→ Aim of the exercise: Beneath this instruction is a listing; print exactly the lines in it starting at the line that contains "active children |" and going through the line that contains "subtree via DFS |".
--- Available records Enclosed Below ---
PR #2528, opened 2026-02-21
🤖 fix: remember mobile menu open position

ibetitsmike:
## Summary
Persist mobile left-sidebar list position so reopening the menu returns users to where they last were instead of resetting to the top.

## Background
On touch devices, the left sidebar is an off-canvas surface that closes frequently as users select chats or drafts. Because the list subtree unmounts when closed, the previous scroll location was lost on reopen.

## Implementation
- Added `MOBILE_LEFT_SIDEBAR_SCROLL_TOP_KEY` in `src/common/constants/storage.ts`.
- In `ProjectSidebar`:
  - Added a ref for the scrollable container and a ref for the latest in-memory mobile scroll offset.
  - Restored persisted `scrollTop` when the mobile menu opens.
  - Persisted the latest offset when the menu transitions open → closed and before mobile auto-close actions.
  - Updated scroll handling to **cache in memory only** during `onScroll` and avoid synchronous `localStorage` writes at scroll-event frequency.
- Used shared persisted-state helpers (`readPersistedState` / `updatePersistedState`) for consistency.

## Validation
- `make static-check` (before initial PR)
- `make static-check` (after Codex feedback fix)

## Risks
Low risk and scoped to mobile/touch left-sidebar behavior. Desktop list behavior is unchanged via viewport guards.

---

### DIFF
--- a/src/browser/components/ProjectSidebar.tsx
+++ b/src/browser/components/ProjectSidebar.tsx
@@ -475,6 +475,12 @@ const ProjectSidebarInner: React.FC<ProjectSidebarProps> = ({
   // Mobile breakpoint for auto-closing sidebar
   const MOBILE_BREAKPOINT = 768;
   const projectListScrollRef = useRef<HTMLDivElement | null>(null);
+  const mobileScrollTopRef = useRef(0);
+  const wasCollapsedRef = useRef(collapsed);
+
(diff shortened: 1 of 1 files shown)


ibetitsmike:
@codex review

ibetitsmike:
@codex review

Please take another look.

PR #2533, opened 2026-02-22
🤖 fix: cascade-terminate sub-agent tasks on workspace interrupt

ThomasK33:
## Summary

Cascade-terminate active descendant sub-agent tasks when a parent workspace is hard-interrupted so child completion cannot auto-resume an interrupted parent stream.

## Background

Interrupting a parent workspace previously only stopped the parent stream. Active descendants could continue running and, when the last child reported, trigger parent auto-resume behavior. This made interrupted workspaces appear to restart themselves.

## Implementation

- Added `TaskService.terminateAllDescendantAgentTasks(workspaceId)` to collect descendants, sort leaf-first, stop active streams, reject waiters, remove child workspaces, and kick the queue scheduler.
- Updated `WorkspaceService.interruptStream()` to invoke descendant cascade termination for hard interrupts (`soft !== true`) and log failures without failing the primary interrupt path.
- Added hard-interrupt suppression state in `TaskService` and mark it **before** session interruption to close the parent/child report race.
- Suppressed both parent auto-resume paths (`handleStreamEnd` with active descendants and post-`agent_report` resume) while interrupt suppression is active, and clear suppression on real user sends via `resetAutoResumeCount`.
- Fixed the `sendQueuedImmediately` flow by clearing interrupt suppression before `AgentSession.sendQueuedMessages()` (that path bypasses `WorkspaceService.sendMessage`).
- Added task service and workspace service regression tests for subtree termination/no-op behavior, hard-interrupt auto-resume suppression, and queued resend suppression clearing.

## Validation

- `make static-check`
- `bun test src/node/services/taskService.test.ts --filter "(hard-interrupted|markParentWorkspaceInterrupted|terminateAllDescendant|terminateDescendant)"`
- `bun test src/node/services/workspaceService.test.ts --filter "interruptStream|sendQueuedImmediately"`
- `bun run typecheck`

## Risks

Low-to-medium risk in backend interrupt/task orchestration paths. The new suppression path only applies to hard interrupts and is reset on user-originated sends (including queued immediate resend), minimizing impact on normal auto-resume behavior.

---

<details>

# Cascade-terminate sub-agent tasks on parent workspace interrupt

## Context & Why

When a user presses ESC to interrupt a parent workspace that has active sub-agent tasks, only the parent stream stops. The child workspaces continue running. When the last child completes, `TaskService.finalizeAgentTaskReport()` auto-resumes the parent via `workspaceService.sendMessage()`, making it appear to "restart itself." This violates the user's intent — they wanted everything to stop.

**Goal:** When the user interrupts a workspace, automatically cascade-terminate all its active descendant sub-agent tasks so no child can later auto-resume the parent.

## Evidence

| Source | Key finding |
|--------|------------|
| `src/browser/hooks/useAIViewKeybinds.ts:107` | ESC → `api.workspace.interruptStream({ workspaceId })` (no cascade) |
| `src/node/services/workspaceService.ts:3500-3535` | `interruptStream()` stops only the parent's stream |
| `src/node/services/taskService.ts:2751-2778` | `finalizeAgentTaskReport()` auto-resumes parent when `!hasActiveDescendants && !isStreaming` — this is the "restart" trigger |
| `src/node/services/taskService.ts:1081-1151` | `terminateDescendantAgentTask()` already does recursive leaf-first termination — we reuse this pattern |
| `src/node/services/taskService.ts:1446-1454` | `hasActiveDescendantAgentTasksForWorkspace()` already checks for active children |
| `src/node/services/taskService.ts:1596-1609` | `listDescendantAgentTaskIdsFromIndex()` collects full subtree via DFS |

## Implementation

~50 net LoC product code, ~80 LoC tests.

### 1. New method: `TaskService.terminateAllDescendantAgentTasks()`

**File:** `src/node/services/taskService.ts` — add after `terminateDescendantAgentTask()` (after line ~1151)

Extracts the core loop from `terminateDescendantAgentTask` but skips the ancestor-validation gate (since the caller *is* the parent). Follows the exact same pattern: mutex, build index, list descendants, sort leaf-first, stop streams + reject waiters + remove workspaces.

```typescript
/**
 * Terminate ALL descendant agent tasks of a workspace (leaf-first).
 * Used when the user interrupts a parent workspace to prevent orphaned
 * children from auto-resuming it after completion.
 */
async terminateAllDescendantAgentTasks(
  workspaceId: string
): Promise<string[]> {
  assert(
    workspaceId.length > 0,
    "terminateAllDescendantAgentTasks: workspaceId must be non-empty"
  );

  const terminatedTaskIds: string[] = [];

  {
    await using _lock = await this.mutex.acquire();

    const cfg = this.config.loadConfigOrDefault();
    const index = this.buildAgentTaskIndex(cfg);
    const descendants = this.listDescendantAgentTaskIdsFromIndex(index, workspaceId);

    if (descendants.length === 0) {
      return terminatedTaskIds;
    }

    // Sort leaf-first (deepest first) to avoid orphaned children.
    const parentById = index.parentById;
    const depthById = new Map<string, number>();
    for (const id of descendants) {
      depthById.set(id, this.getTaskDepthFromParentById(parentById, id));
    }
    descendants.sort((a, b) => (depthById.get(b) ?? 0) - (depthById.get(a) ?? 0));

    const terminationError = new Error("Parent workspace interrupted");

    for (const id of descendants) {
      // Best-effort: stop any active stream to prevent further token usage.
      try {
        const stopResult = await this.aiService.stopStream(id, { abandonPartial: true });
        if (!stopResult.success) {
          log.debug("terminateAllDescendantAgentTasks: stopStream failed", { taskId: id });
        }
      } catch (error: unknown) {
        log.debug("terminateAllDescendantAgentTasks: stopStream threw", { taskId: id, error });
      }

      this.remindedAwaitingReport.delete(id);
      this.completedReportsByTaskId.delete(id);
      this.rejectWaiters(id, terminationError);

      const removeResult = await this.workspaceService.remove(id, true);
      if (!removeResult.success) {
        log.error("terminateAllDescendantAgentTasks: failed to remove workspace", {
          taskId: id,
          error: removeResult.error,
        });
      }

      terminatedTaskIds.push(id);
    }
  }

  // Free slots and start any queued tasks.
  await this.maybeStartQueuedTasks();

  return terminatedTaskIds;
}
```

### 2. Wire cascade into `WorkspaceService.interruptStream()`

**File:** `src/node/services/workspaceService.ts` — inside `interruptStream()`, after the parent stream is stopped (~line 3517), before the return.

Only cascade on **hard** (non-soft) interrupts. Soft interrupts are internal coordination and should not cascade.

```typescript
      // ...existing partial deletion...

      // Cascade: terminate all active descendant sub-agent tasks on hard interrupts
      // to prevent orphaned children from auto-resuming this workspace.
      if (!options?.soft && this.taskService) {
        const terminated = await this.taskService.terminateAllDescendantAgentTasks(workspaceId);
        if (terminated.length > 0) {
          log.debug("Cascade-terminated descendant tasks on interrupt", {
            workspaceId,
            terminatedTaskIds: terminated,
          });
        }
      }

      // Handle queued messages based on option
      // ...existing queue handling...
```

### 3. Tests

**File:** `src/node/services/taskService.test.ts` — add near existing `terminateDescendantAgentTask` tests (~line 1762)

Two tests following the existing test pattern (`createTestConfig`, `createAIServiceMocks`, `createWorkspaceServiceMocks`, `createTaskServiceHarness`):

1. **`terminateAllDescendantAgentTasks terminates entire subtree leaf-first`** — Set up root → parent-task → child-task. Call `terminateAllDescendantAgentTasks(rootId)`. Assert both tasks terminated in leaf-first order (child before parent), streams stopped, workspaces removed.

2. **`terminateAllDescendantAgentTasks is a no-op with no descendants`** — Set up root with no children. Call method. Assert returns empty array, no calls to stopStream or remove.

<details>
<summary>Design decisions and edge cases</summary>

### Why not a confirmation dialog?
A dialog adds friction to what should be an instant "stop everything" action. ESC means "stop" — having children silently continue and resurrect the parent violates the principle of least surprise far more than auto-stopping them.

### Race condition: child reports between parent stop and cascade
There's a small window where a child could complete and trigger `deliverReportToParent` after the parent stream is stopped but before we cascade-terminate it. In practice this window is tiny (microseconds of synchronous JS). If it does occur, the worst case is the parent gets one auto-resume, and the user presses ESC again. Acceptable for v1; we can add a `userInterruptedWorkspaces: Set<string>` guard in `finalizeAgentTaskReport` later if needed.

### Why only hard interrupts?
- **Hard interrupt** (no `soft` option): user-initiated ESC, CLI Ctrl+C, archive — all cases where the user wants to stop.
- **Soft interrupt**: internal coordination (block-boundary stops) — should never cascade.
- The `sendQueuedImmediately` case (compaction) already has its own flow and doesn't need cascading.

### Callers of `interruptStream` and cascade behavior
| Caller | `soft?` | Cascade? | Correct? |
|--------|---------|----------|----------|
| ESC key (`useAIViewKeybinds.ts`) | no | ✅ yes | User wants to stop everything |
| CLI Ctrl+C (`run.ts`) | no | ✅ yes | Same intent |
| Command palette stop (`sources.ts`) | no | ✅ yes | Same intent |
| Archive (`workspaceService.ts:2457`) | no | ✅ yes | Archiving should clean up children |
| Compaction (`handler.ts`) | no | ✅ yes | Acceptable — compaction restarts anyway |
| History edit (`agentSession.ts:1736`) | no | ⚠️ yes | This calls `this.interruptStream()` on `AgentSession`, not `WorkspaceService.interruptStream()`, so our cascade code is NOT reached. Safe. |

### No frontend changes needed
The ESC handler already calls `interruptStream`. The cascade is transparent on the backend. No new IPC, no new UI components.

</details>

</details>

---

_Generated with `mux` • Model: `openai:gpt-5.3-codex` • Thinking: `xhigh` • Cost: `$3.23`_

### DIFF
--- a/src/node/services/workspaceService.test.ts
+++ b/src/node/services/workspaceService.test.ts
@@ -16,6 +16,7 @@ import type { AIService } from "./aiService";
 import type { InitStateManager, InitStatus } from "./initStateManager";
 import type { ExtensionMetadataService } from "./ExtensionMetadataService";
 import type { FrontendWorkspaceMetadata, WorkspaceMetadata } from "@/common/types/workspace";
+import type { TaskService } from "./taskService";
 import type { BackgroundProcessManager } from "./backgroundProcessManager";
 import type { BashToolResult } from "@/common/types/tools";
 import { createMuxMessage } from "@/common/types/message";
@@ -2652,6 +2653,84 @@ describe("WorkspaceService fork", () => {
     } finally {
       orchestrateForkSpy.mockRestore();
       createRuntimeSpy.mockRestore();
+      getOrCreateSessionSpy.mockRestore();
+    }
+  });
+});
+
+describe("WorkspaceService interruptStream", () => {
+  let historyService: HistoryService;
+  let cleanupHistory: () => Promise<void>;
+
+  beforeEach(async () => {
+    ({ historyService, cleanup: cleanupHistory } = await createTestHistoryService());
+  });
+
+  afterEach(async () => {
+    await cleanupHistory();
+  });
+
+  test("sendQueuedImmediately clears hard-interrupt suppression before queued resend", async () => {
+    const workspaceId = "ws-interrupt-queue-111";
+
+    const mockConfig: Partial<Config> = {
+      srcDir: "/tmp/test",
+      getSessionDir: mock(() => "/tmp/test/sessions"),
+      generateStableId: mock(() => "test-id"),
+      findWorkspace: mock(() => null),
+    };
+
+    const mockAIService: AIService = {
+      isStreaming: mock(() => false),
+      getWorkspaceMetadata: mock(() => Promise.resolve({ success: false, error: "not found" })),
+      // eslint-disable-next-line @typescript-eslint/no-empty-function
+      on: mock(() => {}),
+      // eslint-disable-next-line @typescript-eslint/no-empty-function
+      off: mock(() => {}),
+    } as unknown as AIService;
+
+    const workspaceService = new WorkspaceService(
+      mockConfig as Config,
+      historyService,
+      mockAIService,
+      mockInitStateManager as InitStateManager,
+      mockExtensionMetadataService as ExtensionMetadataService,
+      mockBackgroundProcessManager as BackgroundProcessManager
+    );
+
+    const resetAutoResumeCount = mock(() => undefined);
+    const markParentWorkspaceInterrupted = mock(() => undefined);
+    const terminateAllDescendantAgentTasks = mock(() => Promise.resolve([] as string[]));
+    workspaceService.setTaskService({
+      resetAutoResumeCount,
+      markParentWorkspaceInterrupted,
+      terminateAllDescendantAgentTasks,
+    } as unknown as TaskService);
+
+    const sendQueuedMessages = mock(() => undefined);
+    const restoreQueueToInput = mock(() => undefined);
+    const interruptStream = mock(() => Promise.resolve(Ok(undefined)));
+    const fakeSession = {
+      interruptStream,
+      sendQueuedMessages,
+      restoreQueueToInput,
+    };
+    const getOrCreateSessionSpy = spyOn(workspaceService, "getOrCreateSession").mockReturnValue(
+      fakeSession as unknown as AgentSession
+    );
+
+    try {
+      const result = await workspaceService.interruptStream(workspaceId, {
+        sendQueuedImmediately: true,
+      });
+
+      expect(result.success).toBe(true);
+      expect(markParentWorkspaceInterrupted).toHaveBeenCalledWith(workspaceId);
+      expect(terminateAllDescendantAgentTasks).toHaveBeenCalledWith(workspaceId);
+      expect(resetAutoResumeCount).toHaveBeenCalledTimes(2);
+      expect(sendQueuedMessages).toHaveBeenCalledTimes(1);
+      expect(restoreQueueToInput).not.toHaveBeenCalled();
+    } finally {
       getOrCreateSessionSpy.mockRestore();
     }
   });
--- a/src/node/services/workspaceService.ts
+++ b/src/node/services/workspaceService.ts
@@ -3549,6 +3549,9 @@ export class WorkspaceService extends EventEmitter {
 
       // Handle queued messages based on option
       if (options?.sendQueuedImmediately) {
+        // `sendQueuedMessages()` routes through AgentSession directly, so explicitly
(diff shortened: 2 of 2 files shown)


ThomasK33:
@codex review

ThomasK33:
@codex review

Implemented the race fix by marking hard-interrupted parents before stream interruption and suppressing both parent auto-resume paths until user-originated resume/reset.

ThomasK33:
@codex review

Addressed the queued resend path: interrupt suppression is now cleared before sendQueuedMessages(), with a regression test in workspaceService.test.ts.

PR #2545, opened 2026-02-23
🤖 fix: prevent unread indicators from disappearing due to stuck streaming metadata

ethanndickson:
## Summary

Fix three bugs in the workspace activity metadata system that caused unread indicators to intermittently disappear. When `streaming: true` gets stuck in `extensionMetadata.json`, the frontend never sees the `streaming: true→false` transition needed to fire `responseCompleteCallback`, so `recencyTimestamp` is never bumped past `lastRead`, and unread indicators stop appearing.

## Background

Investigation traced the root cause to `extensionMetadata.json` having `streaming: true` stuck for multiple workspaces. Three independent bugs contribute:

1. **Stream errors don't reset streaming status** — When a stream errors (API failure, network timeout, rate limit), `StreamManager` emits only `"error"`, but `workspaceService` only listens for `"stream-end"` and `"stream-abort"`. The `"error"` event is unhandled, leaving `streaming: true` permanently.

2. **`stream-abort` forwarding swallowed by partial cleanup failure** — In `aiService.ts`, the `stream-abort` handler does async partial cleanup before forwarding the event. If cleanup throws, `this.emit("stream-abort")` is never reached. The `void` fire-and-forget means the rejection is unhandled.

3. **Cross-workspace write races on shared metadata file** — All workspaces share one `extensionMetadata.json` file, but the write queue was per-workspace. Concurrent writes for different workspaces do read-modify-write on the same file, causing last-writer-wins races that silently lose updates (e.g., clearing `streaming: false` gets clobbered).

The existing `clearStaleStreaming()` call on app startup masks these bugs by resetting all stuck `streaming: true` entries — which is why the issue is intermittent (self-heals on restart, persists within a session).

## Implementation

**Bug 1** (`workspaceService.ts`): Added an `"error"` event listener in `setupMetadataListeners()` that calls `updateStreamingStatus(workspaceId, false)` — mirroring the existing `"stream-abort"` handler.

**Bug 2** (`aiService.ts`): Wrapped partial cleanup in `try/catch` and moved `this.emit("stream-abort", data)` to a `finally` block. Stream lifecycle consistency is higher priority than best-effort partial cleanup.

**Bug 3** (`ExtensionMetadataService.ts` + `workspaceService.ts`): Added a global mutation queue (`withSerializedMutation()`) inside `ExtensionMetadataService` so all read-modify-write cycles are serialized regardless of workspace ID. Removed the now-redundant per-workspace queue from `workspaceService`.

## Validation

- New tests added for all three fixes:
  - `workspaceService.test.ts`: error events trigger `setStreaming(false)`
  - `aiService.test.ts`: `stream-abort` forwarded even when `deletePartial` throws
  - `ExtensionMetadataService.test.ts`: concurrent cross-workspace writes preserve all entries
- All focused tests pass

## Risks

- **Bug #1**: Low risk — adds a new listener that mirrors existing `stream-abort` handling pattern. Worst case: a redundant `setStreaming(false)` call (idempotent).
- **Bug #2**: Low risk — strictly safer behavior (cleanup was already best-effort; now forwarding is unconditional).
- **Bug #3**: Medium risk — changes write serialization boundary from per-workspace to global. All metadata writes now serialize through one queue, which could add latency under heavy load (many workspaces writing simultaneously). In practice, these writes are infrequent and fast (~10-50ms each), so throughput impact should be negligible.

---

_Generated with `mux` • Model: `anthropic:claude-opus-4-6` • Thinking: `xhigh` • Cost: `$31.97`_

### DIFF
--- a/src/node/services/ExtensionMetadataService.test.ts
+++ b/src/node/services/ExtensionMetadataService.test.ts
@@ -12,9 +12,9 @@ const sleep = (ms: number): Promise<void> =>
     setTimeout(resolve, ms);
   });
 
-type ExtensionMetadataServiceInternals = {
+interface ExtensionMetadataServiceInternals {
   load: () => Promise<ExtensionMetadataFile>;
-};
+}
 
 const addLoadDelay = (target: ExtensionMetadataService, delayMs: number): (() => void) => {
   const internals = target as unknown as ExtensionMetadataServiceInternals;
--- a/src/node/services/aiService.test.ts
+++ b/src/node/services/aiService.test.ts
@@ -78,7 +78,9 @@ describe("AIService.setupStreamEventForwarding", () => {
     const service = new AIService(config, historyService, initStateManager, providerService);
 
     const cleanupError = new Error("disk full");
-    spyOn(historyService, "deletePartial").mockImplementation(() => Promise.reject(cleanupError));
+    const deletePartialSpy = spyOn(historyService, "deletePartial").mockImplementation(() =>
+      Promise.reject(cleanupError)
+    );
 
     const streamManager = (service as unknown as { streamManager: StreamManager }).streamManager;
     const abortEvent: StreamAbortEvent = {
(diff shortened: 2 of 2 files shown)


ethanndickson:
@codex review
--- End of Enclosed Available records ---
→ Output below:
| `src/node/services/taskService.ts:1446-1454` | `hasActiveDescendantAgentTasksForWorkspace()` already checks for active children |
| `src/node/services/taskService.ts:1596-1609` | `listDescendantAgentTaskIdsFromIndex()` collects full subtree via DFS |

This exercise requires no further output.